TEMPO.CO, Jakarta - Anggota Komisi II DPR RI asal Partai Gerindra Sodik Mudjahid menanggapi penolakan Kejaksaan Agung terhadap Calon Pegawai Negeri Sipil (CPNS) dengan orientasi seksual lesbian, gay, biseksual, dan transgender (LGBT). Menurut dia, kaum LGBT tetap berhak mendapatkan semua hak warga negara.
Menurut dia, dalam negara Pancasila, LGBT bisa mendapat semua hak warga negara Indonesia. “Satu-satunya hak yang tidak mereka peroleh adalah hak untuk mengekspose dan mengembangkan perilakunya bersama dan kepada masyarakat umum,” kata Sodik dalam keterangan tertulis, Rabu 27 November 2019. Alasannya, hal itu tidak sesuai dan bertentangan dengan nilai Pancasila khususnya sila Ketuhanan Yang Maha Esa dan kemanusiaan yang adil dan beradab.

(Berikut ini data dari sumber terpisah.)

PR #865, opened 2025-02-17
fix: create queue for Tiles Find Single Row action

kevinkim-ogp:
## Problem
* The findSingleRow action in Tiles encounters ‘Throughput Limit Exceeded’ errors when there are a high number of executions attempting to find rows.

## Solution
* Create a queue to rate limit the number of findSingleRow actions

**BEFORE**:
Screenshot 2025-02-17 at 3 27 40 PM

**AFTER**:
Screenshot 2025-02-17 at 3 29 49 PM

## Tests
- [x] Test that existing executions with Tile actions execute as execpted
- [x] Verify from admin dashboard that multiple concurrent findSingleRow actions on the same Tile are rate limited, and that only 

## Environment Variables
Note that rate limit defaults to 1 findSingleRow action per second.
If a different rate limit is desired, create a new environment variable in the parameter store named `plumber-<ENVIRONMENT>-tiles-interval-between-find-single-row-ms`

### DIFF
--- a/ecs/env.json
+++ b/ecs/env.json
@@ -221,6 +221,10 @@
     {
       "name": "ADMIN_JWT_SECRET_KEY",
       "valueFrom": "plumber-<ENVIRONMENT>-admin-jwt-secret-key"
+    },
+    {
+      "name": "TILES_INTERVAL_BETWEEN_FIND_SINGLE_ROW_MS",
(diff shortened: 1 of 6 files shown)


m0nggh (approved):
ok lgtm thks

PR #868, opened 2025-02-17
fix: remove rate limit on entire group

kevinkim-ogp:
## Problem
* Rate limit was applied to entire group of Tile actions

## Solution
* Only set concurrency = 1 for specified groups on findSingleRow action


pregnantboy (approved):
lgtm

PR #869, opened 2025-02-18
chore: remove unused tile queue interval env var

kevinkim-ogp:
Remove unused environment variable.


pregnantboy (approved):
to remove from param store after deploy

PR #872, opened 2025-02-19
fix: filter deleted steps that failed when retrieving test execution

m0nggh:
## Description
- Filtered test execution steps is not being used when calling `getTestExecutionSteps`, resulting in an error

## How to recreate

Ia mengatakan semua warga negara Indonesia mempunyai hak dan kewajiban. Ada pun kewajiban dasar LGBT adalah menghormati dan mengikuti hukum serta nilai tertinggi di Indonesia yakni nilai dan norma Pancasila.
Ia menilai Kejaksaan Agung sebagai salah satu lembaga hukum pun pasti sangat memahami dasar hukum terhadap penolakan LGBT menjadi CPNS. “Dasar (hukum) berupa Permen, Perpes, PP, UU, sampai kepada nilai dan semangat UUD dan Pancasila dalam memandang LGBT,” ujar dia.
Kejaksaan Agung sudah menegaskan bahwa CPNS yang melamar tidak memiliki orientasi seksual yang berbeda. Juru bicara Kejaksaan Agung Mukri mengatakan, pihaknya ingin pelamar CPNS Kejagung adalah orang-orang yang normal dan wajar. "Kami ingin yang normal-normal lah, wajar-wajar. Kita tidak mau yang aneh-aneh. Supaya mengarahkannya tidak ada yang ya… gitulah," kata Mukri di kantornya pada Kamis, 21 November 2019.
Komnas HAM menanggapi kebijakan Kejaksaan Agung. Mereka melayangkan surat kepada Jaksa Agung ST Burhanuddin untuk meminta klarifikasi dan pembatalan persyaratan penerimaan Calon Pegawai Negeri Sipil atau CPNS. Hal itu dilakukan karena Komnas HAM menilai persyaratan diskriminatif Kejaksaan Agung RI terhadap kelompok LGBT dan identitas gender telah melanggar hak atas pekerjaan.
"Komnas HAM menilai persyaratan khusus pada lima jabatan dengan seluruh formasinya, bertentangan dengan prinsip dan nilai hak asasi manusia yang terkandung dalam konstitusi Negara Kesatuan Republik Indonesia," kata Koordinator Subkomisi Pemajuan HAM Beka Ulung Hapsara, melalui siaran pers pada Senin, 25 November 2019.